Organisation and regulation of parasitism-associated genomic islands

It is estimated that at least 40% of animals have a parasitic lifestyle. Parasites contribute to a huge global disease burden, for example, soil-transmitted helminths such as Strongyloides parasites, infect 1.5 billion people globally. Investigating the genomic and genetic basis of parasitism is important for understanding the fundamental principles of what makes a parasite a parasite and the evolution of parasitism. Furthermore, understanding how the genes involved in parasitism are regulated and organised can inform the development of control strategies and treatments for parasite infections. We have discovered that genes important for parasitism are physically arranged in clusters or 'parasitism-associated genomic islands' (PGIs) in the genome. Organisation of these genes into PGIs is likely to be important in rapidly turning on these genes during infection. This is important for the parasite so that it can rapidly respond to, and survive in, the harsh environment of its host. In this project we will investigate PGIs in a parasitic worm which infects the gut of mammals. We aim to investigate the common features and differences of PGIs across several different species of closely related gut worm parasites (Strongyloides spp.) to identify features in PGIs that are shared or different. We will use DNA and RNA sequencing to generate data to carry out this aim. We will also carry out experiments to explore how PGIs are regulated. We will look for specific signatures associated with histone proteins, which are involved in packaging DNA sequences, to establish if PGIs are precisely regulated by histone proteins during parasitism. We will also use a technology called Hi-C to see how different parts of the genome interact with each other during parasitism and how these interactions relate to PGIs. Finally, we have discovered that RNA molecules that don't code for proteins are also located in PGIs and these molecules are known to be important for regulating genes that are in close proximity. We will use an improved method to sequence and identify these non-coding RNA molecules, and investigate if they are involved in turning the genes on or off in PGIs.
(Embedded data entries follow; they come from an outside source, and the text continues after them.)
PR #686, opened 2023-05-12
Introducing DHCPv6 parameters to network config

cmjishnu:
At present, DHCP parameters like DNSEnabled, NTPEnabled etc. are
shared between DHCPv4 and DHCPv6 in the network configuration.

This change is to enable the possibility to have separate writable
parameters for DHCPv4 and DHCPv6 in the network configuration to be
able to configure them independently.

Tested by:

Used the redfish commands to set and get the parameter values
individually for both DHCPv4 and DHCPv6.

Soil-transmitted helminths (STH), such as Strongyloides, infect over 1.5 billion people globally and are estimated by the WHO to cause millions of years loss due to disability. We have discovered that genes associated with parasitism are physically clustered in the genome in 'parasitism-associated genomic islands' (PGIs) in the gastrointestinal parasitic nematode Strongyloides ratti. We postulate that the organisation of genes into PGIs is an important feature of parasitic nematode genomes and facilitates transcriptional co-regulation of parasitism-related genes. Few studies have investigated patterns of gene organisation in parasite genomes. Such features are likely fundamental to the genomic basis of parasitism and understanding these 'rules of parasitism' could lead to improved treatment strategies and control mechanisms, for example, by identifying new molecular targets for treatments or vaccine development.

This project will use empirical and bioinformatic approaches to investigate PGIs and their regulation. We hypothesise that PGIs are an important feature of parasitic nematode genomes. We will use long-read genome and transcriptome sequencing to investigate PGIs and PGI-associated features for four Strongyloides parasites and closely related parasitic and free-living nematodes. To investigate how PGIs are regulated we will investigate if changes to 3D chromosome structure and epigenetic markings underscore changes in transcriptional activity at PGIs. Finally, we will investigate if long non-coding RNAs, which are co-localised in PGIs, are involved in regulating PGI activity at the genetic level and if single lncRNAs affect the ability of the parasite to infect a host. Together, the results from this project will determine the precise genomic and genetic features associated with PGIs, and how they are regulated at the chromatin and genetic level.